• **WHAT YOU HAVE TO DO**: Write out each line of the entries exactly, starting at the first and finishing with the line that contains "Merge #825 first.".
DATASET RECORDS section start
PR #818, opened 2025-04-07
Remove uses of Ocsigen_lib Option.Lwt and Dlist.lwt_fold

Julow:
These functions have to be removed to be able to switch to direct-style concurrency.

These are used in very few places and removing them doesn't make the code worse to read.

PR #826, opened 2025-04-22
Fix incorrect rewrite introduced in #818

smorimoto:


smorimoto:
Merge #825 first.

src/lib/server/eliommod_cookies.ml
```diff
@@ -104,14 +104,14 @@ module Persistent_cookies = struct
     match expiry with
     | Some t ->
         Expiry_dates.add_cookie t cookie >>= fun _ -> Cookies.add cookie content
-    | None -> Lwt.return_unit
+    | None -> Cookies.add cookie content
```
Julow, line 107: I think it would be better if the code was not duplicated: `( match expiry with ... ) >>= fun _ -> Cookies.add ...`.
This will be rewritten to `let _ = match expiry with ... in Cookies.add ...` after the direct-style transition, which looks the most readable.

smorimoto: Indeed. Fixed!

vouillon (approved):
DATASET RECORDS section end
• **TASK OUTPUT**:
PR #818, opened 2025-04-07
Remove uses of Ocsigen_lib Option.Lwt and Dlist.lwt_fold

Julow:
These functions have to be removed to be able to switch to direct-style concurrency.

These are used in very few places and removing them doesn't make the code worse to read.

PR #826, opened 2025-04-22
Fix incorrect rewrite introduced in #818

smorimoto:


smorimoto:
Merge #825 first.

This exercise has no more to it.